# American Mortgage Services?



## mike_dpr (Dec 26, 2012)

Hey everybody anyone have input on these guys? thanks


----------



## hammerhead (Apr 26, 2012)

there is plenty here if you do a search.


----------



## JDRM (Apr 16, 2012)

Are you referring to American Home Mortgage?


----------



## tak (Dec 28, 2012)

Message me privately. I can tell you all about them. The good and BAD


----------



## tak (Dec 28, 2012)

American mortgage services is a sg vendor in florida out of Port Orange


----------



## JDRM (Apr 16, 2012)

Probably not much left to go around after a sub of SG takes their cut?


----------



## tak (Dec 28, 2012)

They take 25 % after SG takes their 25-35%. They owe me $5000 and $3500 is from 2 SG jobs. and it's been over 60 days on them.
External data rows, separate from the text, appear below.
PR #632, opened 2021-07-29
The LocalStream PIP is a pretty substantial delta from our core experience and it should be optional

alkwa-msft:
# What
I want to make the layout of how we render the local stream rendering to be by default in the grid and changeable to a floating PIP through options in the call composite.

# Why
In our video gallery customers started seeing a super different  behavior. The Local stream was not longer in the grid and was in a small picture in picture floating modal.

# How Tested
Locally

# Process & policy checklist

### DIFF
--- a/packages/communication-react/review/communication-react.api.md
+++ b/packages/communication-react/review/communication-react.api.md
@@ -338,6 +338,7 @@ export type CallCompositeProps = {
     locale?: Locale;
     callInvitationURL?: string;
     onRenderAvatar?: (props: PlaceholderProps, defaultOnRender: (props: PlaceholderProps) => JSX.Element) => JSX.Element;
+    options?: CallOptions;
     identifiers?: Identifiers;
 };
 
@@ -371,6 +372,11 @@ export interface CallingTheme {
         callRedDarker: string;
     };
 }
+
+// @public
+export type CallOptions = {
+    showFloatingVideo?: "floatingLocalVideo" | "default";
+};
 
 // @public
 export type CallParticipant = CommunicationParticipant & {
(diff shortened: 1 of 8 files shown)


packages/communication-react/review/communication-react.api.md
```diff
@@ -372,6 +373,11 @@ export interface CallingTheme {
     };
 }
 
+// @public
+export type CallOptions = {
+    showFloatingVideo?: "floatingLocalVideo" | "default";
```
prprabhu-ms, line 378: I'd expect a field named `showFloatingVideo` to be boolean. For an enum, I'd expect something like `videoMode`... but I can't think of a specific enough name for this enum. What values beyond these two do you anticipate in the future?

Also, if this is made boolean, it should be `enableFloatingLocalVideo`, for consistency with Chat options.

packages/react-composites/src/composites/CallComposite/Call.tsx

Can I call SG and B&*(% about them and demand payment directly from SG? I just want my money. If it was $500 I could deal with the loss but not a $3500 loss. Any insight is appreciate to how I can collect my money. I hassle them every couple of days to no avail, so now I want to involve SG, can I do that and what will happen if I do?


----------



## GTX63 (Apr 12, 2012)

You will speak to someone who doesn't care; then be transferred to someone who cares even less. They don't know you, have no contract with you and will try to make you believe your sol. If they paid every sub that was griffed by a regional they would have to show less profit. They won't even bother to spin you around and back to AMS. They just don't acknowledge this stuff.


----------



## Cleanupman (Nov 23, 2012)

tak said:


> They take 25 % after SG takes their 25-35%. They owe me $5000 and $3500 is from 2 SG jobs. and it's been over 60 days on them. Can I call SG and B&*(% about them and demand payment directly from SG? I just want my money. If it was $500 I could deal with the loss but not a $3500 loss. Any insight is appreciate to how I can collect my money. I hassle them every couple of days to no avail, so now I want to involve SG, can I do that and what will happen if I do?


 go read the articles on this subject....

http://foreclosurepedia.org/cwis-llc-agrees-to-settle-claim/

There are three of them...also on facebook there is a video about "Letter of Demand....you should check it out...


----------



## 68W30 (Sep 8, 2012)

lien the property call the lender


----------